● SOURCE RECORDS:
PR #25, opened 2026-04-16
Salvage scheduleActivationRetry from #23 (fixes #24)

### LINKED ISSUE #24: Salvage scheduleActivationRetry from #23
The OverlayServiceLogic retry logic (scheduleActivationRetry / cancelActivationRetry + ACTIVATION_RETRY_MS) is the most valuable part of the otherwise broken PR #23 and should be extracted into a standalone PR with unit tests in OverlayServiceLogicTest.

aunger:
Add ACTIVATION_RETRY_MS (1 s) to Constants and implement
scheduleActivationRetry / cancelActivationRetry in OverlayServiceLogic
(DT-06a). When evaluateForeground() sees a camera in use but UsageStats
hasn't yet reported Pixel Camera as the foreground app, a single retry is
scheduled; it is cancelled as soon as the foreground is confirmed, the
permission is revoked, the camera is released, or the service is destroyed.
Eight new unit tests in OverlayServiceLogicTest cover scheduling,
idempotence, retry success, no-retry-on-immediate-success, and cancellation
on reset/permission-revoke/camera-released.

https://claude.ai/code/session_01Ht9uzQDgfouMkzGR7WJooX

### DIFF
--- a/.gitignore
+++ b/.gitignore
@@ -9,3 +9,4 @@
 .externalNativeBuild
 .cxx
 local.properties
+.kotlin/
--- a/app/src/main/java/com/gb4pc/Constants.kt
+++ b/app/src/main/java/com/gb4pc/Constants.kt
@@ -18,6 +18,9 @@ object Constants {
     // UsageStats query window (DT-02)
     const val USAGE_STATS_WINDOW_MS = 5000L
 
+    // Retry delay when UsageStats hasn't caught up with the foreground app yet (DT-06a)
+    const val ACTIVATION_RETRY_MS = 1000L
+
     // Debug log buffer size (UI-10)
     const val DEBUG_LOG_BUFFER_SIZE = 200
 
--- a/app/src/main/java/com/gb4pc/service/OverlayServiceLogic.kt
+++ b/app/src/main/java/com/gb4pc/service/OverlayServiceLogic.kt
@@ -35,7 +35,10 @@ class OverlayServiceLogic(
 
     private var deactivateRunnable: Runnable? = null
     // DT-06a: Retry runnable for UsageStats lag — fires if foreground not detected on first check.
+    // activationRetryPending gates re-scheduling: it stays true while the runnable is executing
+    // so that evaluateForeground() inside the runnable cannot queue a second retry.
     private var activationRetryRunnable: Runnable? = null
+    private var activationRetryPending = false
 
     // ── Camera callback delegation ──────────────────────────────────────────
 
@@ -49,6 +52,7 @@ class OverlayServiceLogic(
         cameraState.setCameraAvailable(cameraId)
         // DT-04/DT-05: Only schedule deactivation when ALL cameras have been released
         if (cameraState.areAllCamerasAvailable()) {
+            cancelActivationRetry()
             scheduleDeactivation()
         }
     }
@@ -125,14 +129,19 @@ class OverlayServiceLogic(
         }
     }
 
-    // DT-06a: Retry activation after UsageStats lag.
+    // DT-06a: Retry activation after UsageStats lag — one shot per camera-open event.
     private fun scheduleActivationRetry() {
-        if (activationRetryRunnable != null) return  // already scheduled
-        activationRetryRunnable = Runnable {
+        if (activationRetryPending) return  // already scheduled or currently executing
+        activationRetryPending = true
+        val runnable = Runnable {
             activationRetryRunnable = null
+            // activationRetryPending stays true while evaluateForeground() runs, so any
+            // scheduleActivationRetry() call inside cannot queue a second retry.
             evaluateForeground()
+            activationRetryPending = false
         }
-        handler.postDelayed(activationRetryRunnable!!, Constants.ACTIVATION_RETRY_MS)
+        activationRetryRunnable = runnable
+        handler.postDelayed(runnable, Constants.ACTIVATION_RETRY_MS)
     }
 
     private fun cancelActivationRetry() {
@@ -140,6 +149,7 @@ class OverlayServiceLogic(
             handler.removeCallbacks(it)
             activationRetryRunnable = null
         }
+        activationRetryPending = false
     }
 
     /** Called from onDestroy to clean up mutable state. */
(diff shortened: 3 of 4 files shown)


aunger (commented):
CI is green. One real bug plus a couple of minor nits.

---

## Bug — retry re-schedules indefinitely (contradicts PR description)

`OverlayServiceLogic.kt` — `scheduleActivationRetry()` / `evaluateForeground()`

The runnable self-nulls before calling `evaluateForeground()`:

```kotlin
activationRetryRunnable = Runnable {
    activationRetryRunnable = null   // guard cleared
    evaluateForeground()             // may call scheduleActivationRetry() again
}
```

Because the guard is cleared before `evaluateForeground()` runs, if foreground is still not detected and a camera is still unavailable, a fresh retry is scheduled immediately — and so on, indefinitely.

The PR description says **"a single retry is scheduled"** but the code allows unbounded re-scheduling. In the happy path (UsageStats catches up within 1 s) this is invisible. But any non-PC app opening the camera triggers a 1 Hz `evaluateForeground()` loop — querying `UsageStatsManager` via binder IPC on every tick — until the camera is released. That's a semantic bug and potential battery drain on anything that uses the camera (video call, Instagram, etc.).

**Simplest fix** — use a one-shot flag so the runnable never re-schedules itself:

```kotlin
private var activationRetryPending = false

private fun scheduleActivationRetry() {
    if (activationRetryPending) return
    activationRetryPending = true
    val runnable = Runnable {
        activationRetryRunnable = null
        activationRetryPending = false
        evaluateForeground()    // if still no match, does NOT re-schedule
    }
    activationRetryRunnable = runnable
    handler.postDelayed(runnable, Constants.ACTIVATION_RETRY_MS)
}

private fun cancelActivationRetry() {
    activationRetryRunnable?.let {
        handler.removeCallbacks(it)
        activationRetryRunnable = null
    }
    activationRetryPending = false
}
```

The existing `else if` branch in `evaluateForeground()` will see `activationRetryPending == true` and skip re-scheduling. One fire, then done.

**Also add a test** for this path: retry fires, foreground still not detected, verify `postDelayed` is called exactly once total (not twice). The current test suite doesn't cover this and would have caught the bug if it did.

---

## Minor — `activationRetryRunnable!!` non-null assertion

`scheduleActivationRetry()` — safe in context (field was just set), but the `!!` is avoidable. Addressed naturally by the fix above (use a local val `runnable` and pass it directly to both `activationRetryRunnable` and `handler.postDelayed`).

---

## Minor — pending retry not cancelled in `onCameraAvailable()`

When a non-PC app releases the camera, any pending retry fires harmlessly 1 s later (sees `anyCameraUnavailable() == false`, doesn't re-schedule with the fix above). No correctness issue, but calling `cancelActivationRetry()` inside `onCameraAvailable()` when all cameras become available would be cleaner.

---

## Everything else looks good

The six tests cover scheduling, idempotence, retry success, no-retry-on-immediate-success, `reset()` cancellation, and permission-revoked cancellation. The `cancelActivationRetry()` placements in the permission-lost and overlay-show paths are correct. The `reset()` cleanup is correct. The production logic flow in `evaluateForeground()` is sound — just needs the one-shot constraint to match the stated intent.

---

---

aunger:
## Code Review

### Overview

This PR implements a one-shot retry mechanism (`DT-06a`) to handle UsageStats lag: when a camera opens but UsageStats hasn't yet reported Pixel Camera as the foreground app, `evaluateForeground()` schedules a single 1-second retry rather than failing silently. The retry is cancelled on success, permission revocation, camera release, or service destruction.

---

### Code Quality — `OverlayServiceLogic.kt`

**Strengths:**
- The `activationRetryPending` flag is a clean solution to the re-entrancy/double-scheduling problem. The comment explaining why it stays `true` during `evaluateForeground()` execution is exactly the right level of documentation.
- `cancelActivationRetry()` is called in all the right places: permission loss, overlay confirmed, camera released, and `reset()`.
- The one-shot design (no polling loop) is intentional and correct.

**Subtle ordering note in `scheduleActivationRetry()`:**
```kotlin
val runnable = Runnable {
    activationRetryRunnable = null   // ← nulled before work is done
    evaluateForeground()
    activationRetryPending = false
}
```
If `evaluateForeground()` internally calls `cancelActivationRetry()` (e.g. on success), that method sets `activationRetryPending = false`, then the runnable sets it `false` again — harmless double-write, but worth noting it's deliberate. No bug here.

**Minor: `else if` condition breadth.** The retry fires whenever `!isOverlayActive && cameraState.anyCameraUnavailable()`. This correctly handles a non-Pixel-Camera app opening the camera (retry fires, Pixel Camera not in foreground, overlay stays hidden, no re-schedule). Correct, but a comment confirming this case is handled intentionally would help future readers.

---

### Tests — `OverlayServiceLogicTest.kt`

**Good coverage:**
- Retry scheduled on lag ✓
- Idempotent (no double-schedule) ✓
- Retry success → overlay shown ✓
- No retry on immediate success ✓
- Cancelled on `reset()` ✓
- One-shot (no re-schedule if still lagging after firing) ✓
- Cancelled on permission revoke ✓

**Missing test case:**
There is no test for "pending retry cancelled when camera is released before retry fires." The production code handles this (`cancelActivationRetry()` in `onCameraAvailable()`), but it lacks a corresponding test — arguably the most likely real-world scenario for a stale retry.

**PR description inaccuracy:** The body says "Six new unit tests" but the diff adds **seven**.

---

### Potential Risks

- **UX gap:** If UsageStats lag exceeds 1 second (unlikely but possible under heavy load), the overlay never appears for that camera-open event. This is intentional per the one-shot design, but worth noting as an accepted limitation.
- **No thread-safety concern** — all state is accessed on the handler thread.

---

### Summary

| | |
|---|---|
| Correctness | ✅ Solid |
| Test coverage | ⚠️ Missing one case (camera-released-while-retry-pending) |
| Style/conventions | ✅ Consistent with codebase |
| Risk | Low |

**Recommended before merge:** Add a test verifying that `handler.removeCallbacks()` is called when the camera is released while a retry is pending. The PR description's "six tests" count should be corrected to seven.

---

● PROBLEM DETAILS: Whatever else the listing above holds, retype exactly only the lines from the one containing "idempotence, retry success, no-retry-on-immediate-success, and" to the one containing "-18,6 +18,9 @@", both ends kept.

● YOUR RESPONSE:
idempotence, retry success, no-retry-on-immediate-success, and cancellation
on reset/permission-revoke/camera-released.

https://claude.ai/code/session_01Ht9uzQDgfouMkzGR7WJooX

### DIFF
--- a/.gitignore
+++ b/.gitignore
@@ -9,3 +9,4 @@
 .externalNativeBuild
 .cxx
 local.properties
+.kotlin/
--- a/app/src/main/java/com/gb4pc/Constants.kt
+++ b/app/src/main/java/com/gb4pc/Constants.kt
@@ -18,6 +18,9 @@ object Constants {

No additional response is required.